# EXTRACTED MATERIAL
####################
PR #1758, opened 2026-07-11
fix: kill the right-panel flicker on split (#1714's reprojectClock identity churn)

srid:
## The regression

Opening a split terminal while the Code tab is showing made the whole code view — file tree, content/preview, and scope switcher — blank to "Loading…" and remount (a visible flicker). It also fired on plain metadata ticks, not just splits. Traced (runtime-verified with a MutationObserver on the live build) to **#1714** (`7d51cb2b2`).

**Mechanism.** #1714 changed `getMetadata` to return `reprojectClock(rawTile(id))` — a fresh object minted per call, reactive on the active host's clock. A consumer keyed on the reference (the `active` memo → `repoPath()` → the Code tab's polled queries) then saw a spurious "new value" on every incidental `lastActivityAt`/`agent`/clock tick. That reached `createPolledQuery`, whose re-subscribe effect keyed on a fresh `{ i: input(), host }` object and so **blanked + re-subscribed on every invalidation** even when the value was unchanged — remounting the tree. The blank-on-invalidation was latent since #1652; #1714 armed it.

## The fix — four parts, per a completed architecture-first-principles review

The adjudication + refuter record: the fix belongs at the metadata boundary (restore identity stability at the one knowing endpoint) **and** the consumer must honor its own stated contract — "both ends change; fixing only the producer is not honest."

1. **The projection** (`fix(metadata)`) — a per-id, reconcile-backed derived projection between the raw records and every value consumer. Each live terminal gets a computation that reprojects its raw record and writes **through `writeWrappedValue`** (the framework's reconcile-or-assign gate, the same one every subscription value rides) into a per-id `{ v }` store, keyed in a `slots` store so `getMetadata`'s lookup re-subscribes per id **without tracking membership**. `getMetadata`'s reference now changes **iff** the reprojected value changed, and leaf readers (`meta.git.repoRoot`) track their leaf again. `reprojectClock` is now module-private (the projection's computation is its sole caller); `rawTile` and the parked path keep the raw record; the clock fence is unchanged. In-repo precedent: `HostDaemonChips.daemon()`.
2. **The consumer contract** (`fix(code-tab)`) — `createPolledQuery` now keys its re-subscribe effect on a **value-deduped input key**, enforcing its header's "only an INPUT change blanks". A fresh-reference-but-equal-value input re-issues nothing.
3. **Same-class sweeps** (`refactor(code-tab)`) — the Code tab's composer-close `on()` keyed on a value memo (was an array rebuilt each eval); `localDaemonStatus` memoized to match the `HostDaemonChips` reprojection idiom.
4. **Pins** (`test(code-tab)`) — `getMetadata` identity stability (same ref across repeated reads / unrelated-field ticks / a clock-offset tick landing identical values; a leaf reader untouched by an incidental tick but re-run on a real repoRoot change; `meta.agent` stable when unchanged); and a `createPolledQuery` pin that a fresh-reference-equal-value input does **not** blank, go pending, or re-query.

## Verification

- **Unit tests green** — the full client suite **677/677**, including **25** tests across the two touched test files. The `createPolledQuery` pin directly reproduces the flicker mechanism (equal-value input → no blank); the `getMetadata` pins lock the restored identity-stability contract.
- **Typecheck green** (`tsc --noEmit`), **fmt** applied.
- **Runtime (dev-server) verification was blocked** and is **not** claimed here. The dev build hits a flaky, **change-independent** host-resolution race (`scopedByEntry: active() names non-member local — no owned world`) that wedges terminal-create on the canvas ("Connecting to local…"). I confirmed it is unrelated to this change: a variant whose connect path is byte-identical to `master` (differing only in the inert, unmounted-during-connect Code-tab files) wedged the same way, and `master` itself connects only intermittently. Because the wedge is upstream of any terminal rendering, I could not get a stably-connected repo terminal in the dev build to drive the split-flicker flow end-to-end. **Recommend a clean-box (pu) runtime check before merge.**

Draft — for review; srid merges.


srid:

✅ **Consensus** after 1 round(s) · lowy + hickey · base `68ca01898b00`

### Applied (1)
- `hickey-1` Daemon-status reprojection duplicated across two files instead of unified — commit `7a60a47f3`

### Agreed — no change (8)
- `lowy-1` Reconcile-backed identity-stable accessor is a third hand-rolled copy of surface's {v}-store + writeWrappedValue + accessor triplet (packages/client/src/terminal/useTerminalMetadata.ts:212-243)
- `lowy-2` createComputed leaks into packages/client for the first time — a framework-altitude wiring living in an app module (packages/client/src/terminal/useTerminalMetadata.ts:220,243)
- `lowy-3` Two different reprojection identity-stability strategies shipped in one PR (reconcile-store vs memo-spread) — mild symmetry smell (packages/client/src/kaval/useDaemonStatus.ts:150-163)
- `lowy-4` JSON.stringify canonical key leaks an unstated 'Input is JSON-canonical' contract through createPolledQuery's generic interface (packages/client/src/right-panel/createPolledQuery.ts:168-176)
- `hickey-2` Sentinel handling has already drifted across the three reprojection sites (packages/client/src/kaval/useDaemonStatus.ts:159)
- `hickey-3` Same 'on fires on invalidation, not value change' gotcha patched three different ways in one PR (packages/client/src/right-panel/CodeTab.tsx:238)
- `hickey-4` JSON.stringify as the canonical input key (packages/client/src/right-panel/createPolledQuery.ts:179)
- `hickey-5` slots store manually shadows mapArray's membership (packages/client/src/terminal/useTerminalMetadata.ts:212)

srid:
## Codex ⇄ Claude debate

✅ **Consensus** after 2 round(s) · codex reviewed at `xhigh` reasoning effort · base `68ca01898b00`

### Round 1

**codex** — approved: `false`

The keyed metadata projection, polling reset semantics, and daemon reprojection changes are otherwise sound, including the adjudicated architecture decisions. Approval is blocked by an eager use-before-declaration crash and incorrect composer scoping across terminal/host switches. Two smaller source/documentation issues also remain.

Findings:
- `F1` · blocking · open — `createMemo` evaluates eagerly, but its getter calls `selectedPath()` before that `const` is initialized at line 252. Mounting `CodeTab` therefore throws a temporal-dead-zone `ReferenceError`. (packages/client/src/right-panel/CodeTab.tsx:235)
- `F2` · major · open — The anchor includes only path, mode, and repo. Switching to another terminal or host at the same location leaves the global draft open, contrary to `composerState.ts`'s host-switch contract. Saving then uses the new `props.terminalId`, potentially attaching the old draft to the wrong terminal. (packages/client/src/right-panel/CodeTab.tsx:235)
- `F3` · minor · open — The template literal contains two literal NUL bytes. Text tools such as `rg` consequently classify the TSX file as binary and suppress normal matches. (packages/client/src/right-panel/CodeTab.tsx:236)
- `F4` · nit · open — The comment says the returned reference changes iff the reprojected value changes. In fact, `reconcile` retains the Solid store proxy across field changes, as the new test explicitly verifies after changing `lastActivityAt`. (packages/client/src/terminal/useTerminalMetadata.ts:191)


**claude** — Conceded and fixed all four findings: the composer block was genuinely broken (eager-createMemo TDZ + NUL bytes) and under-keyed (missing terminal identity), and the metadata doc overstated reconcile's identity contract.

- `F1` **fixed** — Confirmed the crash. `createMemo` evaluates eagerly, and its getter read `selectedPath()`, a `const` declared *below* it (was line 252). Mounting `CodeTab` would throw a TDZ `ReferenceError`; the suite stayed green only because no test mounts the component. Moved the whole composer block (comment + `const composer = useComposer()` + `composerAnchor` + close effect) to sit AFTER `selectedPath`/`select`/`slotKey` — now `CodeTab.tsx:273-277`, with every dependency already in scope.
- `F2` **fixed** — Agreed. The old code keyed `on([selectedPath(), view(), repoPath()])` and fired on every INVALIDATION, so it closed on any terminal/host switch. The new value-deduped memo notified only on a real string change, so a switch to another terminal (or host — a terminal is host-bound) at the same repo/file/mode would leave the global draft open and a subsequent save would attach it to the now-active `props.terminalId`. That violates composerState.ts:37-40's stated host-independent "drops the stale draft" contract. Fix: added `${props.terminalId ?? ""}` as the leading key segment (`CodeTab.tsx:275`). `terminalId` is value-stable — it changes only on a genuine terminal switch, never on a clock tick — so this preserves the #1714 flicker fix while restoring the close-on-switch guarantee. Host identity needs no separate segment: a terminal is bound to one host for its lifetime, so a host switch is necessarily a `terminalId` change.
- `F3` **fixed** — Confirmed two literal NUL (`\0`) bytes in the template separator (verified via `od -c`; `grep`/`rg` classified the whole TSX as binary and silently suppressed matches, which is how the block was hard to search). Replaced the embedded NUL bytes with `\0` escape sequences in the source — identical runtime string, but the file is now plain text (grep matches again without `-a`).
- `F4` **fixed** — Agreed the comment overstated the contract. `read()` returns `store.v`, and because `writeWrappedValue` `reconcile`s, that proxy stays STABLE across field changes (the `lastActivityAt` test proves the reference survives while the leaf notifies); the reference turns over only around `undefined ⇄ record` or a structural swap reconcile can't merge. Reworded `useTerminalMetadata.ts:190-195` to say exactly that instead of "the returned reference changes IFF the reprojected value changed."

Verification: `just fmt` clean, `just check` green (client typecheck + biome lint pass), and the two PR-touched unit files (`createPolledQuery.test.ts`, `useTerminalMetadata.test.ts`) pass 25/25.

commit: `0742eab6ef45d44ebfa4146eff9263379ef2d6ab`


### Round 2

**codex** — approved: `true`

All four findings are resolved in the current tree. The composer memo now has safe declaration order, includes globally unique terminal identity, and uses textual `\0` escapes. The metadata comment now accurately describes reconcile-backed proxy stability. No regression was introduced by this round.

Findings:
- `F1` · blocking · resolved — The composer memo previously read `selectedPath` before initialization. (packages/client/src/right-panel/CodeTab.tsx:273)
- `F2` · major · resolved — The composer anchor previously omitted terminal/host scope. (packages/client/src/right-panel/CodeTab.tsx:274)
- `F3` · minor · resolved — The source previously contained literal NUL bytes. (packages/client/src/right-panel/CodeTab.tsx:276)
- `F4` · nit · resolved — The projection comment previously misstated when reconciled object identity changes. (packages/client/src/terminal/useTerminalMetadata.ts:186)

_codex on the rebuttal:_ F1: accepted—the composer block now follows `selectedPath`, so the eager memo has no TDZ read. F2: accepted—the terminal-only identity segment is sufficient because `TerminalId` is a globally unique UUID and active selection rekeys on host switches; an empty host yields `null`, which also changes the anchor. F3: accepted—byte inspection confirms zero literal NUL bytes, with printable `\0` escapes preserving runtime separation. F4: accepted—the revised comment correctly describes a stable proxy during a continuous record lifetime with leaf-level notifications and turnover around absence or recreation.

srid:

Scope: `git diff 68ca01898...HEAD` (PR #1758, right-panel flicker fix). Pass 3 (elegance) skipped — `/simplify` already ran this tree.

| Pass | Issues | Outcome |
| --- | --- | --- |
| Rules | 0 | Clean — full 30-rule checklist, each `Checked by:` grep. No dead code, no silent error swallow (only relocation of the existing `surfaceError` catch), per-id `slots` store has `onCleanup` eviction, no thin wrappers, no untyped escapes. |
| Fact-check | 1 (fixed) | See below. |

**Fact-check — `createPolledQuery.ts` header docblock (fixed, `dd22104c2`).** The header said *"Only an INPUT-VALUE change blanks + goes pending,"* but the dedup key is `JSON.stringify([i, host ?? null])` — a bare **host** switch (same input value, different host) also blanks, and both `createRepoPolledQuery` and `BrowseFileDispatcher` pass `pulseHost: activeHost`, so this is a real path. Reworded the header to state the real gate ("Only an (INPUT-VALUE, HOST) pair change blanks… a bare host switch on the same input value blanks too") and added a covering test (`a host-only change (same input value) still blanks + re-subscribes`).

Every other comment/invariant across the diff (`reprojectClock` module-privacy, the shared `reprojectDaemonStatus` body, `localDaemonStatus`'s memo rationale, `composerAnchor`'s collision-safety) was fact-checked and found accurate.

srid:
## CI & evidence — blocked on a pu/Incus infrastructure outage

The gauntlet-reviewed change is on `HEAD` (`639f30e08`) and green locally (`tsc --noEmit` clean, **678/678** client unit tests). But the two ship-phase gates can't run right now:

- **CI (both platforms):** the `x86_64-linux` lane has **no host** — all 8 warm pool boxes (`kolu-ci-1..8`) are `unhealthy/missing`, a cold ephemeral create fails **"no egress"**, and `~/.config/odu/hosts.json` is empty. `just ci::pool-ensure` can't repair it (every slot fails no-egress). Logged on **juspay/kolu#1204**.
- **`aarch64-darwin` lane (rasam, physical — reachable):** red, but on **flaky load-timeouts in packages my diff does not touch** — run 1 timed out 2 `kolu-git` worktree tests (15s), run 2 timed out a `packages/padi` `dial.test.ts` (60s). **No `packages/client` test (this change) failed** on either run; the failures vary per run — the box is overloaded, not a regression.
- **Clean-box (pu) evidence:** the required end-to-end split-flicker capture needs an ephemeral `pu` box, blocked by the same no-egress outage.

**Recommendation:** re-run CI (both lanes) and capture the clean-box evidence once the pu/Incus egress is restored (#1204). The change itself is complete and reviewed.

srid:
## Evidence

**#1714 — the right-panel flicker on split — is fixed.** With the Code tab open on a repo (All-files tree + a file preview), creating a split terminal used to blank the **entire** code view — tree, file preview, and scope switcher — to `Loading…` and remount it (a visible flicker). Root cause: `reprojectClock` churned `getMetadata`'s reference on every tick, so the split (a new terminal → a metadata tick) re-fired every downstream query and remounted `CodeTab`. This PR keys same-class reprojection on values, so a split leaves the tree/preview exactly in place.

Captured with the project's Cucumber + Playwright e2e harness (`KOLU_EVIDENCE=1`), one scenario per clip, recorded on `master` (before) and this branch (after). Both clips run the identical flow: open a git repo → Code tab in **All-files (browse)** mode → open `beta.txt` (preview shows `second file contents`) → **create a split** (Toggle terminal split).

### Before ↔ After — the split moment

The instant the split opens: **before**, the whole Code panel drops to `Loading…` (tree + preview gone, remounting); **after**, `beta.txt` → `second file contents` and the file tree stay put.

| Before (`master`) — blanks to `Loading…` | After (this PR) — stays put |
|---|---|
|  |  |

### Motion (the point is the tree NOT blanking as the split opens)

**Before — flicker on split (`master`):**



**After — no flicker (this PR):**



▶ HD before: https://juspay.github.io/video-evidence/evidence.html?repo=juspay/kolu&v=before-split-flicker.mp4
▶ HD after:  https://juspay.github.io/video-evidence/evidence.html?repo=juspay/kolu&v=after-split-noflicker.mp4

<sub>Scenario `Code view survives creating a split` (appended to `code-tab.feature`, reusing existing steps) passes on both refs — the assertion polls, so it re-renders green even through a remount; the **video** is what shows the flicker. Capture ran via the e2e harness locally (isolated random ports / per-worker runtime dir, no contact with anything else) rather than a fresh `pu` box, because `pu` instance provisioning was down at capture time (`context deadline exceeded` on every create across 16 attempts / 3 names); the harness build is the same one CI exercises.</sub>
####################
# WHAT YOU SHOULD DO
Write out exactly the lines from the start of the material through the line with "The adjudication +". No other output is expected.

# RESULT OF THIS EXERCISE
PR #1758, opened 2026-07-11
fix: kill the right-panel flicker on split (#1714's reprojectClock identity churn)

srid:
## The regression

Opening a split terminal while the Code tab is showing made the whole code view — file tree, content/preview, and scope switcher — blank to "Loading…" and remount (a visible flicker). It also fired on plain metadata ticks, not just splits. Traced (runtime-verified with a MutationObserver on the live build) to **#1714** (`7d51cb2b2`).

**Mechanism.** #1714 changed `getMetadata` to return `reprojectClock(rawTile(id))` — a fresh object minted per call, reactive on the active host's clock. A consumer keyed on the reference (the `active` memo → `repoPath()` → the Code tab's polled queries) then saw a spurious "new value" on every incidental `lastActivityAt`/`agent`/clock tick. That reached `createPolledQuery`, whose re-subscribe effect keyed on a fresh `{ i: input(), host }` object and so **blanked + re-subscribed on every invalidation** even when the value was unchanged — remounting the tree. The blank-on-invalidation was latent since #1652; #1714 armed it.

## The fix — four parts, per a completed architecture-first-principles review

The adjudication + refuter record: the fix belongs at the metadata boundary (restore identity stability at the one knowing endpoint) **and** the consumer must honor its own stated contract — "both ends change; fixing only the producer is not honest."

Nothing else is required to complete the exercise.